In the future therapeutic approaches are likely to become embedded in precision medicine.153 Precision medicine has largely focused on host variables that can influence health and the response to treatment, such as host genetics, but because the indigenous microbiota can play a key role, the precision medicine paradigm can be expanded to include these microbial variables. This approach would be predicated on a better understanding of the precise causative roles of the microbiota in a given disease as well as knowledge of precise, functional mechanisms that underlie this causation. Given this, diagnostic and prognostic analysis could be performed to delineate the absence of specific beneficial microbial functions in the presence of deleterious ones and integrated with an assessment of patient variables (fig 5). Once this had been defined for a given patient, a customized strategy that might involve several of the potential therapeutic modalities discussed here could be formulated to provide a precision treatment. Although this would be an ideal situation in the future, for this to become reality much work is needed in all of the areas discussed here with regard to understanding basic mechanisms and developing strategies for predictable modification of the microbiome. It is exciting to envisage novel treatments for a wide variety of diseases that are based on targeting the microbiome.

Figure5

Fig 5 Incorporation of the microbiota into the developing precision medicine paradigm. As currently being developed, precision medicine proposes to determine responses to treatment according to the assessment of human genomics, metabolism, and immune function. On the basis of these data, susceptibility to disease, response to treatment, and potential adverse reactions can be predicted and a customized therapy designed. Because the microbiota can also influence this same susceptibility and response to treatment, we propose that assessment of the microbiota could also be incorporated into a complete precision medicine approach

Conclusion

Technical advances in nucleic acid sequencing, data analysis, and culture based microbiology have allowed us to understand new roles for microbes in health and disease. We now know that, rather than existing as individual pathogens, microbes exist as part of complex consortia that have myriad interactions with their mammalian hosts. The insights gained through the study of our indigenous microbiota are leading the way to a better understanding of the mechanisms by which microbes can maintain health and trigger disease. With this greater understanding it is hoped that we will be in a position to develop new ways to prevent and treat a wide range of diseases and to foster health by tending to our microbial symbionts.
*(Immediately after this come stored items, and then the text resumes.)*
PR #341, opened 2015-03-22
CDK-938: Add kite-data-s3

rdblue:
This adds both s3n and s3a dataset URIs, s3n is working with a test.
Both URI patterns assume the bucket is the dataset repository.

Until a mock S3 service can be added, this expects real S3 credentials
and a bucket name passed as S3_ID, S3_KEY, and S3_BUCKET environment
variables. If those are not present, then the test will not run. To
disable tests for the hadoop1 and cdh4 profiles, the credentials are
explicitly set to empty.

### DIFF
--- a/kite-data/kite-data-s3/src/test/java/org/kitesdk/data/spi/s3/TestS3Dataset.java
+++ b/kite-data/kite-data-s3/src/test/java/org/kitesdk/data/spi/s3/TestS3Dataset.java
@@ -1,0 +1,147 @@
+/*
+ * Copyright 2015 Cloudera Inc.
+ *
+ * Licensed under the Apache License, Version 2.0 (the "License");
+ * you may not use this file except in compliance with the License.
+ * You may obtain a copy of the License at
+ *
+ *   http://www.apache.org/licenses/LICENSE-2.0
+ *
+ * Unless required by applicable law or agreed to in writing, software
+ * distributed under the License is distributed on an "AS IS" BASIS,
+ * WITHOUT WARRANTIES OR CONDITIONS OF ANY KIND, either express or implied.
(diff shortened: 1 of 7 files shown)


kite-data/kite-data-s3/src/test/java/org/kitesdk/data/spi/s3/TestS3Dataset.java
```diff
@@ -0,0 +1,147 @@
...
+import org.kitesdk.data.DatasetDescriptor;
+import org.kitesdk.data.DatasetReader;
+import org.kitesdk.data.DatasetWriter;
+import org.kitesdk.data.Datasets;
+import org.kitesdk.data.spi.DefaultConfiguration;
+
+public class TestS3Dataset {
+  private static final String ID = System.getProperty("aws.s3.id");
+  private static final String KEY = System.getProperty("aws.s3.key");
+  private static final String BUCKET = System.getProperty("aws.s3.bucket");
```
tomwhite: Put "test" in the property names to be clear that these are for testing only. Also, "key" is ambiguous, so spell out "aws.s3.access.key" and "aws.s3.secret.key" (to mirror s3a)?

tomwhite:
Looks good to me, pending one naming point.

kite-data/kite-data-s3/src/test/java/org/kitesdk/data/spi/s3/TestS3Dataset.java
rdblue: Will do. Thanks for taking a look!

tomwhite:
I've updated this in https://github.com/kite-sdk/kite/pull/356 with the renames, and also to allow a path in the S3 URI.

Questions for future research

  • For health conditions that have been proved to be associated with changes in the microbiota, are the changes observed in microbiota structure or function causative?

  • How can we move from detecting altered community structure to elucidating altered community function?

  • What principles govern the assembly of the microbiota? Is it possible to alter community assembly, either during initial establishment of the microbiota in infancy or once it has been established?

  • To date, much of the focus has been on bacterial inhabitants of the microbiome. What roles do viruses (host and microbiota-tropic), fungi, and other eukaryotic microbes (such as helminths) play in human health and disease? What new technologies need to be developed to accomplish this?

  • Can the assessment and alteration of the microbiota be incorporated into the developing precision medicine paradigm?

Footnotes

  • Competing interests: I have read and understood BMJ policy on declaration of interests and declare that I have received money for consultancy work from Merck, Sharp & Dohme, Vedanta Biosciences, and MedImmune and have received a research grant from MedImmune.

  • Provenance and peer review: Commissioned; externally peer reviewed.

  • Patient involvement was not sought.